§ WHAT IS EXPECTED
Look through the lines below; wherever the word "files" appears, copy that line.
━━━
PR #50, opened 2026-08-30
[build] Stage CppInterOp and ship one stripped libclangCppInterOp

aaronj0:
Makes use of https://github.com/compiler-research/CppInterOp/pull/1097 for leaner installs dropping the wheel size by about half. Also updates to latest CppInterOp in the process.

### DIFF
--- a/cmake/AddCppInterOp.cmake
+++ b/cmake/AddCppInterOp.cmake
@@ -22,7 +22,9 @@ function(cppjit_add_cppinterop)
         -DLLVM_DIR=${LLVM_DIR}
         -DCPPINTEROP_ENABLE_TESTING=${CPPJIT_ENABLE_CPPINTEROP_TESTS}
         -DBUILD_SHARED_LIBS=ON
-        -DCMAKE_INSTALL_PREFIX=${CPPINTEROP_INSTALL_DIR}
+        # The wheel ships a single unversioned library file.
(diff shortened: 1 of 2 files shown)


cmake/AddCppInterOp.cmake
```diff
@@ -9,6 +9,9 @@ include(ExternalProject)
 option(CPPJIT_USE_CLING "Build CppInterOp against a prebuilt Cling C++ Interpreter (ROOT)" OFF)
 mark_as_advanced(CPPJIT_USE_CLING)
 
+# Stripping keeps .dynsym, so the dlsym-based dispatch still resolves.
+option(CPPJIT_STRIP_CPPINTEROP "Strip the staged libclangCppInterOp" ON)
```
vgvassilev: Why do we need a new option? Under what conditions we need the non-stripped version?

aaronj0: Yes, ideally we can just keep the stripped version always, but if a developer working on CppInterOp wants the entire install tree accessible by the python extension this would allow you to do so. Can drop it if you think it is not needed

vgvassilev: I think we should not require to install CppInterOp in a dev setup. It should work from the debug folder.

aaronj0: Addressed

vgvassilev (approved):
LGTM!

PR #51, opened 2026-08-31
[test] Improve pytest setup, markers and support for xdist

### LINKED ISSUE #46: Fix syntax errors in tests
If you inspect the ci you'll see quite a few tests which error due to a syntax error. For example

```
[779](https://github.com/compiler-research/cppjit/actions/runs/33078956981/job/98540584529?pr=45#step:8:1790)
    E     File "/home/runner/work/cppjit/cppjit/test/test_overloads.py", line 218
    E       @mark.skipif(condition=not not IS_MAC_ARM, condition=IS_MAC, reason="Seg Faults")
    E                                                  ^^^^^^^^^^^^^^^^
    E   SyntaxError: keyword argument repeated: condition
```

By fixing these syntax errors you might get some more passing tests, but at the very least you'll be able to test things you couldn't test before.

aaronj0:
Fixes a large set of issues in our pytest configurations, markers, support for multi-CPU execution with xdist.

### DIFF
--- a/.gitignore
+++ b/.gitignore
@@ -4,6 +4,8 @@ __pycache__/
 
 # Built test dictionaries and extension modules
 *.so
+*.so.*.tmp
+*Dict.lock
 
 # Packaging
 build/
--- a/pyproject.toml
+++ b/pyproject.toml
@@ -33,6 +33,7 @@ input = "python/cppjit/_version.py"
 [tool.pytest.ini_options]
 testpaths = ["test"]
 pythonpath = ["test"]
+xfail_strict = true
 
 [tool.ruff]
 show-fixes = true
--- a/test/Makefile
+++ b/test/Makefile
@@ -29,8 +29,9 @@ ifeq ($(PLATFORM),Darwin)
   cppflags+=-dynamiclib -single_module -undefined dynamic_lookup -Wno-delete-non-virtual-dtor
 endif
 
-cpp/%Dict.so: cpp/%.cxx
-	$(CXX) $(cppflags) -shared -o $@ $^
+# a worker can load the library while another rebuilds it, so publish it whole
+cpp/%Dict.so: cpp/%.cxx cpp/%.h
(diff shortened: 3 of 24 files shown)


aaronj0:
The earlier CI failures were a result of `xfail-strict`. This treats XPASS as a fail, which is good as we no longer will have XPASSes. The latest commit now flips those. (mostly on Mac)

guitargeek (approved):
LGTM!

.github/workflows/ci.yml
```diff
@@ -31,7 +31,7 @@ jobs:
           - { os: macos-26-intel, llvm: '21', flavor: system, py: '3.14', cxx: '20' }
           # cling backend, against the cached llvm-root (cling-llvm22) recipe cell.
           - { os: ubuntu-24.04,   llvm: '22', flavor: cling,  flavor_version: cling-llvm22, py: '3.14', cxx: '20' }
-    uses: compiler-research/ci-workflows/.github/workflows/cppjit.yml@main
+    uses: aaronj0/ci-workflows/.github/workflows/cppjit.yml@cppjit-marker-driven-sweep
```
vgvassilev: The ci-workflows/bin/repro has a `--ci-workflows` parameter which allows claude to iterate locally: https://github.com/compiler-research/ci-workflows/blob/main/docs/developer-guide.md#what---ci-workflows-path-does

aaronj0: Thanks. I do use bin/repro with the updated workflow locally before opening PRs but I need to do this here to ensure the results are good across the CI matrix before landing the changes on ci-workflows side. Otherwise I have to land the changes in ci-workflows before my PR in cppjit can actually use the new workflow. I just found the span issue on mac as a result of that.

vgvassilev: If you are running on mac and have docker then that's also possible locally.

aaronj0: Yes indeed, but I am running only on Linux

mcbarton:
can someone link this PR to closing https://github.com/compiler-research/cppjit/issues/46 since I think this PR fixes these errors?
━━━
§ RESPONSE
(diff shortened: 1 of 2 files shown)
(diff shortened: 3 of 24 files shown)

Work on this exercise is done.